Items from a data source:

- Opening Delimiter -

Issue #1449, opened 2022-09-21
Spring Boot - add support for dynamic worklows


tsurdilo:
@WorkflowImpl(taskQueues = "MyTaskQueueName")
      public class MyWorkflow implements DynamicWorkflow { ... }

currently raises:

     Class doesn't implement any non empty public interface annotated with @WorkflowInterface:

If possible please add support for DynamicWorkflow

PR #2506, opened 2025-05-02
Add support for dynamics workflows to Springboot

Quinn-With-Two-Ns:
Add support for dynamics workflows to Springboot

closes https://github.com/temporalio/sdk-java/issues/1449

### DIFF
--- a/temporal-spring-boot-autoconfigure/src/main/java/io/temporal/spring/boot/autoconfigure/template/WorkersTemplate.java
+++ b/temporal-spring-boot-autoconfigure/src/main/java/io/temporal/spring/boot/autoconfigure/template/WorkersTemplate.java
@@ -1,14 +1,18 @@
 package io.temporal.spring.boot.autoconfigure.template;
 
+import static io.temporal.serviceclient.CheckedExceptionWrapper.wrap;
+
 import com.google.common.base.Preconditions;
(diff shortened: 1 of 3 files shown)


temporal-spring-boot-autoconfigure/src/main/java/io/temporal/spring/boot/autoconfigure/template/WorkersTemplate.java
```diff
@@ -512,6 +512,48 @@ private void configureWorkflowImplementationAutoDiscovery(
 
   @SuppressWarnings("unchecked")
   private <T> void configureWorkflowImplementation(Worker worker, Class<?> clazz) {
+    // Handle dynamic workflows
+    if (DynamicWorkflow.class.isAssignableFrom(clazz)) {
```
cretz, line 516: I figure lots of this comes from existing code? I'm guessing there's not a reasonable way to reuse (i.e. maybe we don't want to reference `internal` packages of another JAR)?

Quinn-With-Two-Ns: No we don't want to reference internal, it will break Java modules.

- Closing Delimiter -
- Opening Delimiter -

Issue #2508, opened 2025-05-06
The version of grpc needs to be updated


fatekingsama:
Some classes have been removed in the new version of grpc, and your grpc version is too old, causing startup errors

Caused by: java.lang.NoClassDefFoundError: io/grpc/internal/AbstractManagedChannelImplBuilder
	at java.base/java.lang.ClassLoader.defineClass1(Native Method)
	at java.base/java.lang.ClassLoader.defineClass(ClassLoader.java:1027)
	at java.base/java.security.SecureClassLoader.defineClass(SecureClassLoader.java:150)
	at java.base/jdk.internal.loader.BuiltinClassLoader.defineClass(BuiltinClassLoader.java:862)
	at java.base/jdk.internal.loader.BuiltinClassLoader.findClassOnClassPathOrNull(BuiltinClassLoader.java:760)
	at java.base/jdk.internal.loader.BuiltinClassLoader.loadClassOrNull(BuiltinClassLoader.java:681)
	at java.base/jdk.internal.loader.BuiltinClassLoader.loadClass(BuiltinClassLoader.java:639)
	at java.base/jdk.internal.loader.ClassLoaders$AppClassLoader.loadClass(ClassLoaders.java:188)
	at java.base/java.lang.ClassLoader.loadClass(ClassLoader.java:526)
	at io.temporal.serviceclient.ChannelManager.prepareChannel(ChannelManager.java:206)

- Closing Delimiter -

From the records above, print only the lines between the one holding "Issue #1449, opened 2022-09-21" and the one holding "-1,14 +1,18 @@", inclusive, exactly as they stand.

Issue #1449, opened 2022-09-21
Spring Boot - add support for dynamic worklows


tsurdilo:
@WorkflowImpl(taskQueues = "MyTaskQueueName")
      public class MyWorkflow implements DynamicWorkflow { ... }

currently raises:

     Class doesn't implement any non empty public interface annotated with @WorkflowInterface:

If possible please add support for DynamicWorkflow

PR #2506, opened 2025-05-02
Add support for dynamics workflows to Springboot

Quinn-With-Two-Ns:
Add support for dynamics workflows to Springboot

closes https://github.com/temporalio/sdk-java/issues/1449

### DIFF
--- a/temporal-spring-boot-autoconfigure/src/main/java/io/temporal/spring/boot/autoconfigure/template/WorkersTemplate.java
+++ b/temporal-spring-boot-autoconfigure/src/main/java/io/temporal/spring/boot/autoconfigure/template/WorkersTemplate.java
@@ -1,14 +1,18 @@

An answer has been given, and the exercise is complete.